Non-alcoholic carajillo

To capture the vanilla-and-coffee character without the alcohol, mimic the Licor 43 note with vanilla syrup. Fill a short glass with ice, add about 0.5 oz (15 ml) vanilla syrup, then pour a fresh hot espresso shot over the top. Stir or shake with ice for a frothy finish. A small splash of orange or a strip of orange peel echoes the citrus side of Licor 43. It is sweet, aromatic and family-friendly, and it works just as well with decaf espresso.

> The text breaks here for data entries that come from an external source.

PR #342, opened 2020-07-09
Apply preprocessing after filter ROI

charleygros:
We recently refactored the transforms so that some transforms are performed only once (so called "preprocessing", eg Crop) while the remaining are performed for each epoch (eg RandomAffine).
These preprocessing operations are done within `load_filename()`, before calling `filter_roi`. see [here](https://github.com/ivadomed/ivadomed/blob/270864fa3a1674e1ab4f2d2a57aa933a8ce8a49a/ivadomed/loader/loader.py#L100).
It indroduces a problem with the `ROICrop`: `ROICrop` is performed on potentially empty ROI slices --> error with the center of mass computation.

To avoid this, I am suggesting to split `load_filename` and preprocessing call in two different functions so that we could have the sucession: (1) load_filename, (2) filter_roi, (3) apply_prepro.

There is different ways to address this problem (eg call filter_roi within load_filename), I am happy to discuss with you the Pros and Cons before moving things around (for now, only done for the generic loader).

### DIFF
--- a/ivadomed/loader/loader.py
+++ b/ivadomed/loader/loader.py
@@ -425,6 +425,11 @@ class MRI2DSegmentationDataset(Dataset):
                 # Note: we force here gt_type=segmentation since ROI slice is needed to Crop the image
                 slice_roi_pair = roi_pair.get_pair_slice(idx_pair_slice, gt_type="segmentation")
 
+                if self.slice_filter_roi:
+                    filter_roi = imed_loader_utils.filter_roi(slice_roi_pair['gt'], self.roi_thr)
+                    if filter_roi:
+                        continue
+
                 item = imed_transforms.apply_preprocessing_transforms(self.prepro_transforms,
                                                                       slice_seg_pair,
                                                                       slice_roi_pair)
--- a/ivadomed/loader/loader.py
+++ b/ivadomed/loader/loader.py
@@ -727,6 +727,7 @@ class BidsDataset(MRI2DSegmentationDataset):
                  multichannel=False, object_detection_params=None, task="segmentation", soft_gt=False):
 
         self.bids_ds = bids.BIDS(root_dir)
+        self.roi_params = roi_params if roi_params is not None else {"suffix": None, "slice_filter_roi": None}
         self.soft_gt = soft_gt
         self.filename_pairs = []
         if metadata_choice == 'mri_params':
@@ -784,11 +785,11 @@ class BidsDataset(MRI2DSegmentationDataset):
                         if deriv.endswith(subject.record["modality"] + suffix + ".nii.gz"):
                             target_filename[idx] = deriv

Tips for the best carajillo

  • Use fresh espresso, not lukewarm coffee. With only two ingredients, the coffee has nowhere to hide. A bright, fresh shot keeps the drink lively.
  • Balance sweet against bitter. Licor 43 and coffee liqueurs are sweet, so a properly bitter, full-bodied espresso is the counterweight. If your drink tastes flat, pull a stronger shot rather than adding more liqueur.
  • Mind the temperature contrast. Hot espresso meeting cold ice is part of the appeal, so serve immediately before the ice waters it down.
  • Garnish for aroma. A few coffee beans on the foam add scent with every sip; a cinnamon stick suits the hot Spanish version.
  • Keep it moderate. One well-made carajillo is a treat. Caffeine plus alcohol can mask how the alcohol is affecting you, so go slowly and hydrate.

The bottom line

A carajillo proves how little it takes to turn an espresso into something memorable: one good shot, one well-chosen spirit, a little ice. Start with the Mexican Licor 43 build, then try the warm Spanish brandy or rum version, or keep it alcohol-free with vanilla syrup. Whichever you pour, fresh coffee is the secret. From here, explore the wider world of after-dinner coffee drinks and find the one that fits your evening.

Frequently asked questions

What is in a carajillo?
A carajillo is a coffee cocktail: a shot of hot espresso or strong coffee combined with a spirit. The famous Mexican version uses about 1.5 oz of Licor 43, a sweet vanilla-citrus liqueur, while the classic Spanish version uses brandy, rum or anisette. It is usually served over ice or warm, often garnished with coffee beans.
Is a carajillo served hot or cold?
Both ways are authentic. The modern Mexican carajillo is typically poured or shaken over ice for a cold, lightly frothy drink. The older Spanish style is often served hot, with the spirit stirred into the coffee and a little sugar. Choose by mood: cold and refreshing, or warm and comforting.
What can I use instead of Licor 43?
Any coffee liqueur or a sweet liqueur with vanilla notes works. In Mexico people also use coffee liqueurs like Kahlua or Tia Maria. In Spain the drink is built on brandy, rum or anisette. Keep the liqueur-to-espresso balance around 1.5 to 1 so the sweetness offsets the coffee's bitterness.
Is there a non-alcoholic carajillo?
Yes. Fill a short glass with ice, add about 0.5 oz of vanilla syrup to mimic the Licor 43 vanilla note, then pour a fresh hot espresso shot over the top. Stir or shake with ice for a frothy finish and add a strip of orange peel for the citrus edge. It works well with decaf espresso, too.